Was there a will? Have a look at http://www.citizensinformation.ie/en/death/the_deceaseds_estate/
also good for some information.

Once you get these you can see whats needed etc. I recently done the application myself and got an appointment in just two months to go through the documentation. 

Remember you will need copies of any personal accounts, penison details, expenses so you will try to find out what monies are due to her estate and what monies are owed out from her estate.

Hope this helps, Any questions ask away as alot of people have filled out the probat forms themselves.

Rob


----------



## confused21 (25 Jul 2011)

Thanks for all the replies everybody. Will read both the leaflet and the website you provided there seems to be alot more detail in these than anything else I have found. Can somebody clarify a rough timeline as regards to getting the letters of administration. Also, when I get the letters of administration where do I go from there?


----------



## robbie00 (25 Jul 2011)

*probate*

You need to get the forms from the probate office first once you have these filled in with all of the details you need to send them back into the probate office.

They will then advise you it can take 4-6 months to get an appointment with them( I dont this recently and it was only a 2 month wait). Once you meet with them and all the paperwork is correct they will grant you letters of administration.

Once you have these you are acting on behalf of the estate and can collect all monies due to the estate pay out money owed and then divide up any amount remaining.

Any more questions just ask

Rob


----------



## confused21 (25 Jul 2011)

Thanks Rob, that's very helpful. I didn't realise it was as simple as filling in the forms and having a meeting with them.


----------



## horusd (25 Jul 2011)

confused21 said:


> Thanks Rob, that's very helpful. I didn't realise it was as simple as filling in the forms and having a meeting with them.


 
There will be costs too. Be aware of any fees etc before-hand.


----------



## robbie00 (25 Jul 2011)

*probate*

The fees are outlined in the forms they send out to you.


----------



## beffers (25 Jul 2011)

confused21 said:


> Can somebody clarify a rough timeline as regards to getting the letters of administration. Also, when I get the letters of administration where do I go from there?

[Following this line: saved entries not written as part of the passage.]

PR #529, opened 2021-04-23
Filter out non-existing categories in segments

### LINKED ISSUE #491: Segmentation - handle removed categories
## To reproduce:

1. Create a segment, set "Category Affinity" to a category
2. Remove that category from WordPress instance
3. Edit the segment, observe that there's nothing in the "Category Affinity" input, but "Has favorite categories" still appears in segment description in segments list
4. Note that any prompts assigned to this category will never be shown

## Proposed solution:

The non-existent categories should be filtered out from segment.

adekbadek:
### All Submissions:

Closes #491.

Observe that #491 is not reproducible 

### Other information:

### DIFF
--- a/includes/class-newspack-popups-segmentation.php
+++ b/includes/class-newspack-popups-segmentation.php
@@ -369,6 +369,27 @@ final class Newspack_Popups_Segmentation {
 			$segments = self::reindex_segments( $segments );
 		}
 
+		// Filter out non-existing categories.
+		$existing_categories_ids = get_categories(
+			[
+				'hide_empty' => false, 
+				'fields'     => 'ids',
+			] 
+		);
+		foreach ( $segments as &$segment ) {
+			if ( ! isset( $segment['configuration']['favorite_categories'] ) ) {
+				continue;
+			}
+			$fav_categories = $segment['configuration']['favorite_categories'];
+			if ( ! empty( $fav_categories ) ) {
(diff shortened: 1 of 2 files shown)


dkoo (changes requested):
In my experience, if the category you delete is the only category applied to a prompt, that prompt will inherit the default ("Uncategorized" on my site) category. Can we check for the default category and remove it in this case?

adekbadek:
That's a different scenario - this PR deals with assigning categories to a segment, not to a prompt.
Removing the default category application was handled in #482 - please open an issue if that does not work as expected.

dkoo:
Got it, let me re-test with that in mind.

dkoo (approved):
This works as expected for segments (created a new issue #530 for what I mentioned above). 

Non-blocking question, though: if a segment's only criteria is the deleted category, after deleting the category the segment effectively becomes "empty", which means it will behave the same as "Everyone" (prompts in the segment will be shown to all readers). 

The segmentation UI already tries to prevent admins from creating empty segments, so this becomes a backdoor way of doing just that. Is this something we should be concerned about or at least notify users about?

adekbadek:
> The segmentation UI already tries to prevent admins from creating empty segments, so this becomes a backdoor way of doing just that. Is this something we should be concerned about or at least notify users about?

I think this is very much an edge case. If a segment targets a specific category, it's probably an important one (and so not prone to accidental removal).

PR #536, opened 2021-04-29
fix: bump query limit up to 100 for eligible prompts

dkoo:
### All Submissions:

Fixes a bug discovered while testing https://github.com/Automattic/newspack-plugin/pull/944, which limits the number of non-shortcoded and non-custom-placement posts checked against `amp-access` to 10. This fix bumps that limit up to 100, which should give sites a lot more headroom.

1. On `master`, publish a lot of prompts to "Everyone" or an easily matched segment—at least ~15 of all types (inline, overlay, above-header) which will be programmatically inserted and should be displayed together. Additionally, publish a couple of shortcoded and custom placement prompts and insert into a post.
2. View the post in a new incognito session. Observe that only 10 of the programmatically inserted prompts are displayed, plus the shortcoded and custom placement prompts.
  - If you inspect the DOM and search for `<amp-layout`, you'll see that all prompts are inserted as expected.
  - If you inspect the Network Requests tab and filter by `api/campaigns`, you'll see that the AMP Access request only contains 10 programmatically inserted prompts + shortcoded prompts + custom placement prompts, meaning only those will be potentially displayed.
3. Check out this branch, view the page again in a new session.
4. This time, observe that all prompts are displayed as expected.

### Other information:

### DIFF
--- a/includes/class-newspack-popups-model.php
+++ b/includes/class-newspack-popups-model.php
@@ -152,11 +152,11 @@ final class Newspack_Popups_Model {
 	}
 
 	/**
-	 * Retrieve all overlay popups.
+	 * Retrieve all popups eligible to be programmatically inserted (not shortcoded or custom placement).
 	 *
 	 * @param  boolean     $include_unpublished Whether to include unpublished prompts.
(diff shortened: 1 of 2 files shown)


adekbadek (approved):
Good catch!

It is a bit like applying for an appointment to take your drivers license test. There is no carved in stone amount that it can or will take. It all depends on how many people are in the queue ahead of you for the very same thing. When you have all the forms completed, and the tasks done that the Probate office tell you you need to do, you then apply to them for an appointment to review your case. Wait times for an appointment can be as short as as 2 months to as long as 8 months. It all depends on how busy they are when you apply for the appointment. 

If all is in order with your paperwork at the appointment, you will be granted Deeds of Administration shortly thereafter. When you have them, you can then access your mothers assets (money in bank accounts, stocks or shares that she may own, title deed to her home etc etc ) and disperse them in accordance with the terms of her Will. If she did not leave a Will, then everything goes to her next of kin, which would be you and your siblings if you have any.


----------



## confused21 (26 Jul 2011)

The ohter issue for me is that my mother did not have life insurance or mortgage protection so can I use the letters of administration to change the mortgage into my name and continue the payments?


----------



## robbie00 (26 Jul 2011)

*probate*

Hi Confused,

This is were it gets tricky and a solicitor might need to be involved. Depending on value of the property amount outstanding on the property. 

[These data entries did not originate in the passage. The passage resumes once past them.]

PR #539, opened 2021-05-03
API debugging

adekbadek:
### All Submissions:

On top of a config variable, exposes the API debugging info via a request param. I don't this this is a security concern, as the debugging information does not contain anything sensitive.
Enables debugging the prompt suppression reasons.
Also, makes a small tweak to `amp-access` payload creation.

1. Visit a page with some prompts, observe that (only) after appending a `newspack-campaigns-debug` parameter to the URL, `debug` key is returned along with the response from `GET /api/campaigns/index.php`
2. Observe that the response contains a `suppression` key, with data about why a particular prompt was suppressed
3. Try out different suppression scenarios, observe them reflected in the response.
4. Insert an overlay prompt via a shortcode _EDIT: and assign it to a category, visit a post of different category to ensure it will not be inserted programatically_ - observe that on `master` its ID is in the payload sent to the aforementioned endpoint, while on this branch it is not. Only inline prompts will be rendered in shortcodes - this just cleans _EDIT: cleans the output_

### Other information:

### DIFF
--- a/api/campaigns/class-maybe-show-campaign.php
+++ b/api/campaigns/class-maybe-show-campaign.php
@@ -107,9 +107,14 @@ class Maybe_Show_Campaign extends Lightweight_API {
 					// If the previous overlay already has a higher priority, only show that one. Otherwise, show this one instead.
 					$response[ $overlay_to_maybe_display->id ] = $overlay_to_maybe_display->id === $higher_priority_item->id;
 					$campaign_should_be_shown                  = $campaign->id === $higher_priority_item->id;
-					$overlay_to_maybe_display                  = $higher_priority_item;
+					if ( false === $campaign_should_be_shown ) {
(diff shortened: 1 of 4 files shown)


dkoo (approved):
This works as described, and I like the additional logging output with suppression info. That all seems to work great.

However, with this step: 

> 4. Insert an overlay prompt via a shortcode - observe that on master its ID is in the payload sent to the aforementioned endpoint, while on this branch it is not. Only inline prompts will be rendered in shortcodes - this just cleans

I am still seeing the overlay markup both in the content and in the API request payload. I suspect it's because the prompt is active and thus a candidate for programmatic display if it matches the reader's segment. Without a "manual placement" option that shows the prompt in a shortcode only, I can't think of a situation where it's actually possible to have an active overlay prompt but not have it appear in the content and the API request, unless it has a non-matching category assigned? Am I missing something?

adekbadek:
> I am still seeing the overlay markup both in the content and in the API request payload.

Forgot to mention one step - I've update the testing steps.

You would need to be approved for a mortgage for the amount thats left on the property. The property may need to be sold if there is equity in the property and not enough money to clear the debts out by the estate.

You would need to go into a whole lot more details of if there is more equity in the estate than debts owed, value of the property mortgage outstanding.

Rob


----------



## confused21 (26 Jul 2011)

I have just taken over the mortgage repayments after long discussions with the mortgage provider. The mortgage is the only debt but there is no other equity. Does this mean that when I get letters of administration I will have to sell my home to pay the mortgage off in full? Judging by the meetings I have held with the bank so far they are more than happy to change it to my name in due course as long as payments are always met. This is such a confusing issue!!


----------



## robbie00 (26 Jul 2011)

Maybe you might want to ask this question in the law section as its not something I could advise on its sounds like the bank are just happy to be getting the mortgaged paid off to me.


----------



## Billo (26 Jul 2011)

confused21 said:


> The ohter issue for me is that my mother did not have life insurance or mortgage protection so can I use the letters of administration to change the mortgage into my name and continue the payments?

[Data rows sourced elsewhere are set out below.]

PR #1040, opened 2023-01-11
feat: new option to show close button only on form submit

dkoo:
### All Submissions:

This implements a highly-requested feature for some advanced publishers who want to start soft-gating content behind email collection or registration actions. It introduces a new option in the Advanced Settings sidebar for overlay prompts which lets publishers specify that the prompt can't be dismissed until a form inside the prompt is submitted.

Screen Shot 2023-01-11 at 11 51 01 AM

The intended use case is for an overlay prompt targeted to unregistered or unsubscribed readers who have read a minimum number of articles. Once they've viewed the requisite number of articles, we can show an "undismissible" prompt to encourage registration or newsletter signup in order to continue viewing article content. Once the reader takes the required action, the prompt becomes dismissible again.

This is a fairly rudimentary and soft registration wall, as it's intentionally easy to defeat. If an overlay prompt contains a form element and is set to "Dismiss Action: Form Submission", its close button will be hidden upon initial render until the reader submits the form. Because we don't know what form could be inside the prompt or the behavior of the form after initial submit, we only listen for the `submit` action, not the successful async response to the submission, which would greatly increase the complexity of the feature. Tech-savvy readers can also use dev tools to defeat the prompt, as the article content is still rendered in the HTML underneath the overlay.

Other caveats:

* The feature is somewhat hidden in the Advanced Settings sidebar as it's an advanced feature that should be used with caution.
* Form submission is the only alternative dismiss action supported at this time. We may choose to add others in the future.
* The close button can only be hidden if the prompt contains a form. If a prompt is set to "Dismiss Action: Form Submission" but doesn't contain a form, the close button behavior will revert to the regular behavior (close button is shown on initial render).
* The feature depends on JavaScript and is therefore only available on for AMP Plus and non-AMP pages. On pages rendered with full AMP standard mode, the close button behavior will revert to regular behavior.

1. On an AMP Plus or non-AMP site, create an overlay prompt and observe a new "Dismiss Action" field under Advanced Settings, set to "Close button" by default (status quo).
2. Set the Dismiss Action to "Form Submission" and add a block that will render a `form` element in the prompt content (such as a Registration or Newsletter Subscription Form block). Publish the prompt.
3. View the prompt on the front-end and confirm that the prompt renders with its close button hidden.
4. Submit the form and confirm that the close button becomes available upon form submission.
5. Remove the form block from the prompt content and repeat step 3, but this time confirm that the close button is shown on initial render (because there's no form to submit, which would make the prompt impossible to dismiss)
6. Add the form block again but configure your site to use AMP (not AMP Plus). Repeat step 3 again, and confirm that the close button is shown on initial render (front-end JS isn't supported in AMP).

### Other information:

### DIFF
--- a/includes/class-newspack-popups-model.php
+++ b/includes/class-newspack-popups-model.php
@@ -1191,9 +1191,10 @@ final class Newspack_Popups_Model {
 
 		// If the dismiss action is by form submission, dismiss the prompt when the form is submitted.
 		if ( 'form_submission' === $dismiss_action ) {
+			$site_is_amp         = Newspack_Popups_Inserter::is_amp() && ! Newspack_Popups_Inserter::is_amp_plus();
 			$newspack_form_class = apply_filters( 'newspack_campaigns_form_class', 'newspack-subscribe-form' );
 			$has_form            = preg_match( '/<form\s|mc4wp-form|\[gravityforms\s|' . $newspack_form_class . '/', $body ) !== 0;
-			if ( $has_form ) {
+			if ( $has_form && ! $site_is_amp ) {
 				$body = str_replace(
 					'<form',
 					'<form data-submit-success on="submit-success:' . esc_attr( $element_id ) . '-close.show"',
--- a/includes/class-newspack-popups-model.php
+++ b/includes/class-newspack-popups-model.php
@@ -380,6 +380,7 @@ final class Newspack_Popups_Model {
 			'additional_classes'             => get_post_meta( $id, 'additional_classes', true ),
 			'excluded_categories'            => get_post_meta( $id, 'excluded_categories', true ),
 			'excluded_tags'                  => get_post_meta( $id, 'excluded_tags', true ),
+			'dismiss_action'                 => get_post_meta( $id, 'dismiss_action', true ),
 		];
 
 		// Remove empty options, except for those whose value might actually be 0.
@@ -425,6 +426,7 @@ final class Newspack_Popups_Model {
 				'additional_classes'             => '',
 				'excluded_categories'            => [],
 				'excluded_tags'                  => [],
+				'dismiss_action'                 => 'close_button',
 			]
 		);
 	}
@@ -1176,6 +1178,7 @@ final class Newspack_Popups_Model {
 		$wrapper_classes       = [ 'newspack-popup-wrapper' ];
 		$wrapper_classes[]     = 'publish' !== $popup['status'] ? 'newspack-inactive-popup-status' : null;
 		$is_scroll_triggered   = 'scroll' === $popup['options']['trigger_type'];
+		$dismiss_action        = $popup['options']['dismiss_action'];
 
 		add_filter(
 			'newspack_analytics_events',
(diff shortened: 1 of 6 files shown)


includes/class-newspack-popups-model.php
```diff
@@ -1222,7 +1250,26 @@ class="<?php echo esc_attr( implode( ' ', $classes ) ); ?>"
 			</div>
 			<?php if ( ! $no_overlay_background ) : ?>
 				<div style="opacity: <?php echo floatval( $overlay_opacity ); ?>;background-color:<?php echo esc_attr( $overlay_color ); ?>;" class="newspack-lightbox-shim"></div>
-				</form>
+			<?php endif; ?>
+			<?php if ( 'form_submission' === $dismiss_action ) : ?>
+				<script data-amp-plus-allowed type="text/javascript">
```
adekbadek, line 1255: There's the `src/view` directory for front-end JS. Why should this feature rely on an inline script?

includes/class-newspack-popups-model.php
```diff
@@ -1186,6 +1189,27 @@ function ( $evts ) use ( $popup, $body, $element_id ) {
 
 		$animation_id = 'a_' . $element_id;
 
+		// If the dismiss action is by form submission, dismiss the prompt when the form is submitted.
+		if ( 'form_submission' === $dismiss_action ) {
+			$site_is_amp         = Newspack_Popups_Inserter::is_amp() && ! Newspack_Popups_Inserter::is_amp_plus();
+			$newspack_form_class = apply_filters( 'newspack_campaigns_form_class', 'newspack-subscribe-form' );
+			$has_form            = preg_match( '/<form\s|mc4wp-form|\[gravityforms\s|' . $newspack_form_class . '/', $body ) !== 0;
```
adekbadek, line 1196: Both MC4WP and GF plugins' output an HTML form. Isn't `|mc4wp-form|\[gravityforms\s` in the RegExp redundant?

includes/class-newspack-popups-model.php
```diff
@@ -1222,7 +1250,26 @@ class="<?php echo esc_attr( implode( ' ', $classes ) ); ?>"
 			</div>
 			<?php if ( ! $no_overlay_background ) : ?>
 				<div style="opacity: <?php echo floatval( $overlay_opacity ); ?>;background-color:<?php echo esc_attr( $overlay_color ); ?>;" class="newspack-lightbox-shim"></div>
-				</form>
+			<?php endif; ?>
+			<?php if ( 'form_submission' === $dismiss_action ) : ?>
+				<script data-amp-plus-allowed type="text/javascript">
+					var s = document.querySelector('form[data-submit-success]');
```
adekbadek, line 1256: This selector will select the first matching form on the page – if there are multiple prompts with a form, the listener might be attached to a different form.

includes/class-newspack-popups-model.php
```diff
@@ -1222,7 +1250,26 @@ class="<?php echo esc_attr( implode( ' ', $classes ) ); ?>"
...
+					var d = document.getElementById('<?php echo esc_attr( $element_id . '-close' ); ?>');
+					if ( s && d ) {
+						s.addEventListener('submit',function(e){
+							var observer = new MutationObserver(function(){
```
adekbadek, line 1260: Why is a `MutationObserver` needed here? Shouldn't the `hidden` attribute be removed simply on submission?

adekbadek (changes requested):
I'm not sure about the UX here. As a reader, I'd assume a registration-wall to disappear right after registering. Or that at least a prominent button would be displayed in place of the registration form. The subtle appearance of the close icon is too little as a means of removing the wall, I think.

dkoo:
I think I pushed this prematurely—I had done most of it before the break and it was working locally, but I think I missed a step where I wanted to vet the approach with the rest of the team first. Let me take this back to draft mode for now so we can have that discussion.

Is it possible to have a mortgage without mortgage protection ?

I thought they went together.


----------



## confused21 (26 Jul 2011)

Billo said:


> Is it possible to have a mortgage without mortgage protection ?
> 
> I thought they went together.


 

I fact they do, but they can be provided through separate institutions. In my case that is what happened and the mortgage protection payments were not kept up by my mother :-(


----------



## shinners (28 Jul 2011)

Billo said:


> Is it possible to have a mortgage without mortgage protection ?
> 
> I thought they went together.


 


my parents are in their 60's and have no mortgage payment protection or life insurance on a mortgage taken out only 5/6 years ago!


----------